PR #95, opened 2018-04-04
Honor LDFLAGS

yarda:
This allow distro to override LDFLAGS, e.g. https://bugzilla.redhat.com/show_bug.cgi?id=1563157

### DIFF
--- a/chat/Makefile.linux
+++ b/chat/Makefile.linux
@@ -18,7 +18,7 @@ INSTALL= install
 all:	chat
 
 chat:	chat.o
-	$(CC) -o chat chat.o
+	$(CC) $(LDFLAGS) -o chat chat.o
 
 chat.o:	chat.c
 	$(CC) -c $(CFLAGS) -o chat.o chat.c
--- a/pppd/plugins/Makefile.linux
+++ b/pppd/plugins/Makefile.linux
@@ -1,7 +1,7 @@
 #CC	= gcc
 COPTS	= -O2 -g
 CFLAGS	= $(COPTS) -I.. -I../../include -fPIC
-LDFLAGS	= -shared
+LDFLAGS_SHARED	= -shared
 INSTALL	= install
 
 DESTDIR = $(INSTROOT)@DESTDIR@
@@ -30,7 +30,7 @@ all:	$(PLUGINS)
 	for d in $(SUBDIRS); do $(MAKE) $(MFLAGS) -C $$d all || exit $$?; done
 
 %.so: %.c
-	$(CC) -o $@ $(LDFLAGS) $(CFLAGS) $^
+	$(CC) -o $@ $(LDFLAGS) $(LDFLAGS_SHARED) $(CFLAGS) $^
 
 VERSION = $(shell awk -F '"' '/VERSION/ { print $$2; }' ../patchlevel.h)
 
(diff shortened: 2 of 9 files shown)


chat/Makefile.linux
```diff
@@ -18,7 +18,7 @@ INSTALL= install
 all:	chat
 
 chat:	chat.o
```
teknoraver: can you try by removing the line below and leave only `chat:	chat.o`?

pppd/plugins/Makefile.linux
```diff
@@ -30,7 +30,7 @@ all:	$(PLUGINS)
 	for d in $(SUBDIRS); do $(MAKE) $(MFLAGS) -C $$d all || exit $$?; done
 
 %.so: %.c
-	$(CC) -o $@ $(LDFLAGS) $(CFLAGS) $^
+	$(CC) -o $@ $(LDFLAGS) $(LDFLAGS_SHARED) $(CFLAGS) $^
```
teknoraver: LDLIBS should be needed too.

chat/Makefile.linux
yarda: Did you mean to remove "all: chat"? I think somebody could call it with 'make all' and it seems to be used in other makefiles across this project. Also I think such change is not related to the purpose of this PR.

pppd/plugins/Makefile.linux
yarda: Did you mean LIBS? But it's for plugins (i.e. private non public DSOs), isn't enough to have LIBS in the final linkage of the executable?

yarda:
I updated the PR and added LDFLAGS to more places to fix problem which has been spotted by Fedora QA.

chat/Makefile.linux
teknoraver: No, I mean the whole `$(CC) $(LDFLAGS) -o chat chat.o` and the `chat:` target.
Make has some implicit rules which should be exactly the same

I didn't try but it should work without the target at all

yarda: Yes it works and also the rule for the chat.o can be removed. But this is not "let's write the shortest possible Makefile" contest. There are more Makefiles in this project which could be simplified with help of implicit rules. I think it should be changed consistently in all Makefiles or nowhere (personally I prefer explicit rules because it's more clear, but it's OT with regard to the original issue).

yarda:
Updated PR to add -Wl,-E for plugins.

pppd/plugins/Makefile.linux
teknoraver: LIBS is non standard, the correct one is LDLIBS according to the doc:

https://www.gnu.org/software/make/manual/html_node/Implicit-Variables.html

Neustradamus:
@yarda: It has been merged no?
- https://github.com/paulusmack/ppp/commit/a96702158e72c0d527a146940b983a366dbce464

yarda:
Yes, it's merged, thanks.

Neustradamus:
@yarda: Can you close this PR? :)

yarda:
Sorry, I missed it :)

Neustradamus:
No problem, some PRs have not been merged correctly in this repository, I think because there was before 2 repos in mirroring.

--------

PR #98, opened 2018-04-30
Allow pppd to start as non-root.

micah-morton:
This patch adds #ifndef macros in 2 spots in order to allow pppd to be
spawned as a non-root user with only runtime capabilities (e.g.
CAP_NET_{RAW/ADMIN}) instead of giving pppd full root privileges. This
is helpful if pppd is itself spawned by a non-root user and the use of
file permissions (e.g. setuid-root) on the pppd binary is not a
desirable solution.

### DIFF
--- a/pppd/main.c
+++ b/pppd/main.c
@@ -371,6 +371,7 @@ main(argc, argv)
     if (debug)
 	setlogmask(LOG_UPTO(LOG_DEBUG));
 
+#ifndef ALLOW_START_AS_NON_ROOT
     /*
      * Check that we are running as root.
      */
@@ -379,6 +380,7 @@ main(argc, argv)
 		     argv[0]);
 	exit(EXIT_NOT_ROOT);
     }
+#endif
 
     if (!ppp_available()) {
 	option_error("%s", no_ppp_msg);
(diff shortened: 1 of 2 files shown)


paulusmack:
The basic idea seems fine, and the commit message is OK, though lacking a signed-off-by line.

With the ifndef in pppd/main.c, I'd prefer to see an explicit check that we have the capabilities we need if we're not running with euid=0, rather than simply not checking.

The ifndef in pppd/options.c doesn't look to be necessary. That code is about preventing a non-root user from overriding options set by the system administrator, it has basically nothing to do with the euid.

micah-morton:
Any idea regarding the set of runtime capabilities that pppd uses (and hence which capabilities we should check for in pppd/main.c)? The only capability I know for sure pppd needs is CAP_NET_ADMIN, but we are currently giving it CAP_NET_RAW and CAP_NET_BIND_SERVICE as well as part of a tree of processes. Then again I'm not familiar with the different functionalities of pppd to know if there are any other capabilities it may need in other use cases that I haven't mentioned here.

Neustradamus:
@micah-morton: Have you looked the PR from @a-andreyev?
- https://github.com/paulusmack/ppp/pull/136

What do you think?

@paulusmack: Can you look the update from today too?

--------

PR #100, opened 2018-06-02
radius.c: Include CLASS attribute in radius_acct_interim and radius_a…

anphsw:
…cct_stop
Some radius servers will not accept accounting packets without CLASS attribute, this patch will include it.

--------

EXERCISE INSTRUCTIONS — Within the listing above, extract exactly the lines from the line with "PR #95, opened 2018-04-04" to the line with "DESTDIR = $(INSTROOT)@DESTDIR@", the two named lines included, and no others.

OUTPUT FOR THIS EXERCISE —
PR #95, opened 2018-04-04
Honor LDFLAGS

yarda:
This allow distro to override LDFLAGS, e.g. https://bugzilla.redhat.com/show_bug.cgi?id=1563157

### DIFF
--- a/chat/Makefile.linux
+++ b/chat/Makefile.linux
@@ -18,7 +18,7 @@ INSTALL= install
 all:	chat
 
 chat:	chat.o
-	$(CC) -o chat chat.o
+	$(CC) $(LDFLAGS) -o chat chat.o
 
 chat.o:	chat.c
 	$(CC) -c $(CFLAGS) -o chat.o chat.c
--- a/pppd/plugins/Makefile.linux
+++ b/pppd/plugins/Makefile.linux
@@ -1,7 +1,7 @@
 #CC	= gcc
 COPTS	= -O2 -g
 CFLAGS	= $(COPTS) -I.. -I../../include -fPIC
-LDFLAGS	= -shared
+LDFLAGS_SHARED	= -shared
 INSTALL	= install
 
 DESTDIR = $(INSTROOT)@DESTDIR@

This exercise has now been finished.